* [Instructions to follow]: Restate the material verbatim, every line included.
────
Issue #3640, opened 2017-06-14
Locked Note with VeSTige While Changing Tempo


BiRD4:
When I play a note while changing the tempo of a song, the note I played doesn't end until I have played it again (or stopped the song if it's in the song editor).

Using Windows 8.1 64-bit and LMMS version 1.2.0-rc2. I used Helm (64-bit) in VeSTige.

musikBear:
Specific for one VST, or is this also the case with those that are tested?

BiRD4:
The only VST that I currently have is Helm, so someone else would have to test to be sure, but it appears to be an LMMS issue. (https://github.com/mtytel/helm/issues/138)

DomClark:
It appears that the issue lies in `NotePlayHandle::resize`.
https://github.com/LMMS/lmms/blob/f79c2929a5b9baa81279d016341a01bf160eaa3c/src/core/NotePlayHandle.cpp#L529-L540
The product `m_origFrames * m_origTempo` is a signed 32-bit integer multiplication, which is liable to overflow. This always occurs when playing with a MIDI controller or the instrument window keyboard, since `m_origFrames` is set to `typeInfo<f_cnt_t>::max() / 2` (2^30-1) and `m_origTempo` has a minimum value of 10. While it's unlikely that this would also occur during normal song playback, it's far from impossible: at the maximum tempo of 999bpm, and a sample rate of 44100Hz, a 100-second note will overflow here.

Using doubles for the multiplication will fix the latter case, but not the former; the conversion back to `f_cnt_t` can overflow for sufficiently large tempo changes, which leads to undefined behaviour. (In practise, GCC seems to use the `cvttsd2si` instruction to convert back, which is documented to produce the value 0x80000000=-2^31 in case of overflow.) To fully address this, I would suggest we also either bound the resulting frame count, or have a special case to do nothing if `m_origin == OriginMidiInput`.

The observed issue is caused by the resulting incorrect values of `m_totalFramesPlayed` and `m_frames`, which cause the following condition in `NotePlayHandle::play` to be triggered erroneously:
https://github.com/LMMS/lmms/blob/f79c2929a5b9baa81279d016341a01bf160eaa3c/src/core/NotePlayHandle.cpp#L222-L229
[...]

PR #4908, opened 2019-03-22
Fix notes getting stuck under high CPU conditions

### LINKED ISSUE #4826: Stuck VST notes with high CPU load
When the CPU usage is too high, notes are skipped to save processing time. This results in the `NotePlayHandle`'s destructor being called in the same buffer as its constructor. The constructor sends a note-on event with the offset set to the offset of the note within the buffer, but the destructor sends a note-off with zero offset. The note-off now comes before the note-on chronologically, so the note gets stuck on. This may also affect some external MIDI devices.

DomClark:
Fixes #4826. Also happens to fix a bug where notes get stuck for MIDI-based instruments if the arpeggiator is turned on while the note is playing.

This PR changes `NotePlayHandle`s so they send a note-on message when they are first played, rather than when they are constructed. This means that `NotePlayHandle`s that are immediately discarded due to high CPU usage no longer send note-on messages to their plugins.

### DIFF
--- a/include/NotePlayHandle.h
+++ b/include/NotePlayHandle.h
@@ -302,6 +302,7 @@ private:
 	NotePlayHandleList m_subNotes;			// used for chords and arpeggios
 	volatile bool m_released;				// indicates whether note is released
 	bool m_releaseStarted;
+	bool m_hasMidiNote;
 	bool m_hasParent;						// indicates whether note has parent
 	NotePlayHandle * m_parent;			// parent note
 	bool m_hadChildren;
--- a/src/core/NotePlayHandle.cpp
+++ b/src/core/NotePlayHandle.cpp
@@ -199,7 +199,7 @@ void NotePlayHandle::play( sampleFrame * _working_buffer )
 
 	lock();
 
-	if( m_totalFramesPlayed == 0
+	if( m_totalFramesPlayed == 0 && !m_hasMidiNote
 		&& ( hasParent() || ! m_instrumentTrack->isArpeggioEnabled() ) )
 	{
 		m_hasMidiNote = true;
--- a/src/core/NotePlayHandle.cpp
+++ b/src/core/NotePlayHandle.cpp
@@ -63,6 +63,7 @@ NotePlayHandle::NotePlayHandle( InstrumentTrack* instrumentTrack,
 	m_subNotes(),
 	m_released( false ),
 	m_releaseStarted( false ),
+	m_hasMidiNote( false ),
 	m_hasParent( parent != NULL  ),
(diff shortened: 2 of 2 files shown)


DomClark:
CI failure appears to be unrelated to these changes.

karmux:
Fantastic! I was suffering from notes getting stuck a lot and with these code changes they don't anymore.

DomClark:
Don't merge this yet; it seems like it might have some issues with tempo automation.

qnebra:
If this was what I thinking then this was really amazing fix for me. How many notes are lose due to high CPU usage.

DomClark:
Tempo automation with this pull request can sometimes create stuck notes; this is due to `m_totalFramesPlayed` being zero for two consecutive buffers, resulting in an extra note-on message. This happens often when playing using the keyboard or a MIDI controller, due to the overflow issues mentioned in https://github.com/LMMS/lmms/issues/3640#issuecomment-475906581, and can also occur occasionally during normal playback when `m_totalFramesPlayed` is changed as the `NotePlayHandle` is resized. @PhysSong suggests in https://github.com/LMMS/lmms/issues/3775#issuecomment-327450110 that `m_totalFramesPlayed` should be left alone during `NotePlayHandle` resizing; until that is implemented, I'm just going to add an additional check that the note-on message has not yet been sent.

DomClark:
This should work properly now; it can be reviewed and then hopefully merged.

PhysSong:
> This means that `NotePlayHandle`s that are immediately discarded due to high CPU usage no longer send note-on messages to their plugins.

Does this PR affect MIDI output ports connected to the instrument? Isn't `InstrumentTrack::processOutEvent` supposed to handle MIDI output by calling `m_midiPort.processOutEvent()`?

DomClark:
> Does this PR affect MIDI output ports connected to the instrument?

Yes, it does. However, prior to this change, MIDI output ports would be given a note-on message followed immediately by a note-off message in the same MIDI tick, resulting in either a very short note or no note at all. After this change, they will simply not receive any message, so I don't think this is a serious regression.

The issue here is that MIDI output ports and MIDI-based instruments both receive the same MIDI events, so it's not possible to have the MIDI output port receive a note but the instrument not. Also, MIDI notes are driven by play handles, so these would need to be kept around rather than be discarded in high-CPU conditions. Perhaps in the future we should separate external MIDI output from internal MIDI control and CPU-saving note skipping, but I feel this is out of scope here.

PhysSong:
Then I'd say let's merge this. I can't see any other issues with these changes. :rocket:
────
* [Expected output]:
Issue #3640, opened 2017-06-14
Locked Note with VeSTige While Changing Tempo


BiRD4:
When I play a note while changing the tempo of a song, the note I played doesn't end until I have played it again (or stopped the song if it's in the song editor).

Using Windows 8.1 64-bit and LMMS version 1.2.0-rc2. I used Helm (64-bit) in VeSTige.

musikBear:
Specific for one VST, or is this also the case with those that are tested?

BiRD4:
The only VST that I currently have is Helm, so someone else would have to test to be sure, but it appears to be an LMMS issue. (https://github.com/mtytel/helm/issues/138)

DomClark:
It appears that the issue lies in `NotePlayHandle::resize`.
https://github.com/LMMS/lmms/blob/f79c2929a5b9baa81279d016341a01bf160eaa3c/src/core/NotePlayHandle.cpp#L529-L540
The product `m_origFrames * m_origTempo` is a signed 32-bit integer multiplication, which is liable to overflow. This always occurs when playing with a MIDI controller or the instrument window keyboard, since `m_origFrames` is set to `typeInfo<f_cnt_t>::max() / 2` (2^30-1) and `m_origTempo` has a minimum value of 10. While it's unlikely that this would also occur during normal song playback, it's far from impossible: at the maximum tempo of 999bpm, and a sample rate of 44100Hz, a 100-second note will overflow here.

Using doubles for the multiplication will fix the latter case, but not the former; the conversion back to `f_cnt_t` can overflow for sufficiently large tempo changes, which leads to undefined behaviour. (In practise, GCC seems to use the `cvttsd2si` instruction to convert back, which is documented to produce the value 0x80000000=-2^31 in case of overflow.) To fully address this, I would suggest we also either bound the resulting frame count, or have a special case to do nothing if `m_origin == OriginMidiInput`.

The observed issue is caused by the resulting incorrect values of `m_totalFramesPlayed` and `m_frames`, which cause the following condition in `NotePlayHandle::play` to be triggered erroneously:
https://github.com/LMMS/lmms/blob/f79c2929a5b9baa81279d016341a01bf160eaa3c/src/core/NotePlayHandle.cpp#L222-L229
[...]

PR #4908, opened 2019-03-22
Fix notes getting stuck under high CPU conditions

### LINKED ISSUE #4826: Stuck VST notes with high CPU load
When the CPU usage is too high, notes are skipped to save processing time. This results in the `NotePlayHandle`'s destructor being called in the same buffer as its constructor. The constructor sends a note-on event with the offset set to the offset of the note within the buffer, but the destructor sends a note-off with zero offset. The note-off now comes before the note-on chronologically, so the note gets stuck on. This may also affect some external MIDI devices.

DomClark:
Fixes #4826. Also happens to fix a bug where notes get stuck for MIDI-based instruments if the arpeggiator is turned on while the note is playing.

This PR changes `NotePlayHandle`s so they send a note-on message when they are first played, rather than when they are constructed. This means that `NotePlayHandle`s that are immediately discarded due to high CPU usage no longer send note-on messages to their plugins.

### DIFF
--- a/include/NotePlayHandle.h
+++ b/include/NotePlayHandle.h
@@ -302,6 +302,7 @@ private:
 	NotePlayHandleList m_subNotes;			// used for chords and arpeggios
 	volatile bool m_released;				// indicates whether note is released
 	bool m_releaseStarted;
+	bool m_hasMidiNote;
 	bool m_hasParent;						// indicates whether note has parent
 	NotePlayHandle * m_parent;			// parent note
 	bool m_hadChildren;
--- a/src/core/NotePlayHandle.cpp
+++ b/src/core/NotePlayHandle.cpp
@@ -199,7 +199,7 @@ void NotePlayHandle::play( sampleFrame * _working_buffer )
 
 	lock();
 
-	if( m_totalFramesPlayed == 0
+	if( m_totalFramesPlayed == 0 && !m_hasMidiNote
 		&& ( hasParent() || ! m_instrumentTrack->isArpeggioEnabled() ) )
 	{
 		m_hasMidiNote = true;
--- a/src/core/NotePlayHandle.cpp
+++ b/src/core/NotePlayHandle.cpp
@@ -63,6 +63,7 @@ NotePlayHandle::NotePlayHandle( InstrumentTrack* instrumentTrack,
 	m_subNotes(),
 	m_released( false ),
 	m_releaseStarted( false ),
+	m_hasMidiNote( false ),
 	m_hasParent( parent != NULL  ),
(diff shortened: 2 of 2 files shown)


DomClark:
CI failure appears to be unrelated to these changes.

karmux:
Fantastic! I was suffering from notes getting stuck a lot and with these code changes they don't anymore.

DomClark:
Don't merge this yet; it seems like it might have some issues with tempo automation.

qnebra:
If this was what I thinking then this was really amazing fix for me. How many notes are lose due to high CPU usage.

DomClark:
Tempo automation with this pull request can sometimes create stuck notes; this is due to `m_totalFramesPlayed` being zero for two consecutive buffers, resulting in an extra note-on message. This happens often when playing using the keyboard or a MIDI controller, due to the overflow issues mentioned in https://github.com/LMMS/lmms/issues/3640#issuecomment-475906581, and can also occur occasionally during normal playback when `m_totalFramesPlayed` is changed as the `NotePlayHandle` is resized. @PhysSong suggests in https://github.com/LMMS/lmms/issues/3775#issuecomment-327450110 that `m_totalFramesPlayed` should be left alone during `NotePlayHandle` resizing; until that is implemented, I'm just going to add an additional check that the note-on message has not yet been sent.

DomClark:
This should work properly now; it can be reviewed and then hopefully merged.

PhysSong:
> This means that `NotePlayHandle`s that are immediately discarded due to high CPU usage no longer send note-on messages to their plugins.

Does this PR affect MIDI output ports connected to the instrument? Isn't `InstrumentTrack::processOutEvent` supposed to handle MIDI output by calling `m_midiPort.processOutEvent()`?

DomClark:
> Does this PR affect MIDI output ports connected to the instrument?

Yes, it does. However, prior to this change, MIDI output ports would be given a note-on message followed immediately by a note-off message in the same MIDI tick, resulting in either a very short note or no note at all. After this change, they will simply not receive any message, so I don't think this is a serious regression.

The issue here is that MIDI output ports and MIDI-based instruments both receive the same MIDI events, so it's not possible to have the MIDI output port receive a note but the instrument not. Also, MIDI notes are driven by play handles, so these would need to be kept around rather than be discarded in high-CPU conditions. Perhaps in the future we should separate external MIDI output from internal MIDI control and CPU-saving note skipping, but I feel this is out of scope here.

PhysSong:
Then I'd say let's merge this. I can't see any other issues with these changes. :rocket:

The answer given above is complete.